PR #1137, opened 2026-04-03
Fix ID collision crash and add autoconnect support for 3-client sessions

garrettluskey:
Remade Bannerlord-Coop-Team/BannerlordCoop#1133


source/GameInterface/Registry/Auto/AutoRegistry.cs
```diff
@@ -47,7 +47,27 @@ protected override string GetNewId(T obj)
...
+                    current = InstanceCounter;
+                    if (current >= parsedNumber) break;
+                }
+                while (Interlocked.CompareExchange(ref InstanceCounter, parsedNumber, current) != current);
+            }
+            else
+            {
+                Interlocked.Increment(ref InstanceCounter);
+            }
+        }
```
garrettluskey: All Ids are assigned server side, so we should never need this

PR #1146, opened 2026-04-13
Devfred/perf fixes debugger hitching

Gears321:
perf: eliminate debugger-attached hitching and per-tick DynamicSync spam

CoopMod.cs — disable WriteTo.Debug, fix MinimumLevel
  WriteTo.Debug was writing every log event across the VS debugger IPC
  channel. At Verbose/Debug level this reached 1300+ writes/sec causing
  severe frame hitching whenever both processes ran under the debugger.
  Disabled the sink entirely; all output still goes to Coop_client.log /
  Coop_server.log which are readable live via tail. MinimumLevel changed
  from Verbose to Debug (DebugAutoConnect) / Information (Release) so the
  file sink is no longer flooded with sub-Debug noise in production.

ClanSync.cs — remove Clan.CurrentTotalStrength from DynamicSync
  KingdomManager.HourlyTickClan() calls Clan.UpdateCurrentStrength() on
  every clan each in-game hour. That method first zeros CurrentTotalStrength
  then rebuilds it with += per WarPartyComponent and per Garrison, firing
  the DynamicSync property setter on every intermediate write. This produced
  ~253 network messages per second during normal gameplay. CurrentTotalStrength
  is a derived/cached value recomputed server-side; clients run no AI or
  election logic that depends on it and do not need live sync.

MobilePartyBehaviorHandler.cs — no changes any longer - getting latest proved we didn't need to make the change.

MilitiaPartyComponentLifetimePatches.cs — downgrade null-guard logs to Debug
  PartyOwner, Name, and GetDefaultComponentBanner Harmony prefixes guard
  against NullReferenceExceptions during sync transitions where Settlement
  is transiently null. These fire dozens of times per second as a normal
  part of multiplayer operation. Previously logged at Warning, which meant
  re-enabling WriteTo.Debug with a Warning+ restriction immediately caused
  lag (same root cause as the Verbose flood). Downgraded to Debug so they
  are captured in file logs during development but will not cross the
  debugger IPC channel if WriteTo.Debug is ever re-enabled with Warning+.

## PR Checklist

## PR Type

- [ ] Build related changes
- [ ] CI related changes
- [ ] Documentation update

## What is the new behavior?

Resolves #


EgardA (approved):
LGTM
+ + +
PROMPT:
Repeat the material word for word, leaving out no line.

YOUR RESPONSE:
PR #1137, opened 2026-04-03
Fix ID collision crash and add autoconnect support for 3-client sessions

garrettluskey:
Remade Bannerlord-Coop-Team/BannerlordCoop#1133


source/GameInterface/Registry/Auto/AutoRegistry.cs
```diff
@@ -47,7 +47,27 @@ protected override string GetNewId(T obj)
...
+                    current = InstanceCounter;
+                    if (current >= parsedNumber) break;
+                }
+                while (Interlocked.CompareExchange(ref InstanceCounter, parsedNumber, current) != current);
+            }
+            else
+            {
+                Interlocked.Increment(ref InstanceCounter);
+            }
+        }
```
garrettluskey: All Ids are assigned server side, so we should never need this

PR #1146, opened 2026-04-13
Devfred/perf fixes debugger hitching

Gears321:
perf: eliminate debugger-attached hitching and per-tick DynamicSync spam

CoopMod.cs — disable WriteTo.Debug, fix MinimumLevel
  WriteTo.Debug was writing every log event across the VS debugger IPC
  channel. At Verbose/Debug level this reached 1300+ writes/sec causing
  severe frame hitching whenever both processes ran under the debugger.
  Disabled the sink entirely; all output still goes to Coop_client.log /
  Coop_server.log which are readable live via tail. MinimumLevel changed
  from Verbose to Debug (DebugAutoConnect) / Information (Release) so the
  file sink is no longer flooded with sub-Debug noise in production.

ClanSync.cs — remove Clan.CurrentTotalStrength from DynamicSync
  KingdomManager.HourlyTickClan() calls Clan.UpdateCurrentStrength() on
  every clan each in-game hour. That method first zeros CurrentTotalStrength
  then rebuilds it with += per WarPartyComponent and per Garrison, firing
  the DynamicSync property setter on every intermediate write. This produced
  ~253 network messages per second during normal gameplay. CurrentTotalStrength
  is a derived/cached value recomputed server-side; clients run no AI or
  election logic that depends on it and do not need live sync.

MobilePartyBehaviorHandler.cs — no changes any longer - getting latest proved we didn't need to make the change.

MilitiaPartyComponentLifetimePatches.cs — downgrade null-guard logs to Debug
  PartyOwner, Name, and GetDefaultComponentBanner Harmony prefixes guard
  against NullReferenceExceptions during sync transitions where Settlement
  is transiently null. These fire dozens of times per second as a normal
  part of multiplayer operation. Previously logged at Warning, which meant
  re-enabling WriteTo.Debug with a Warning+ restriction immediately caused
  lag (same root cause as the Verbose flood). Downgraded to Debug so they
  are captured in file logs during development but will not cross the
  debugger IPC channel if WriteTo.Debug is ever re-enabled with Warning+.

## PR Checklist

## PR Type

- [ ] Build related changes
- [ ] CI related changes
- [ ] Documentation update

## What is the new behavior?

Resolves #


EgardA (approved):
LGTM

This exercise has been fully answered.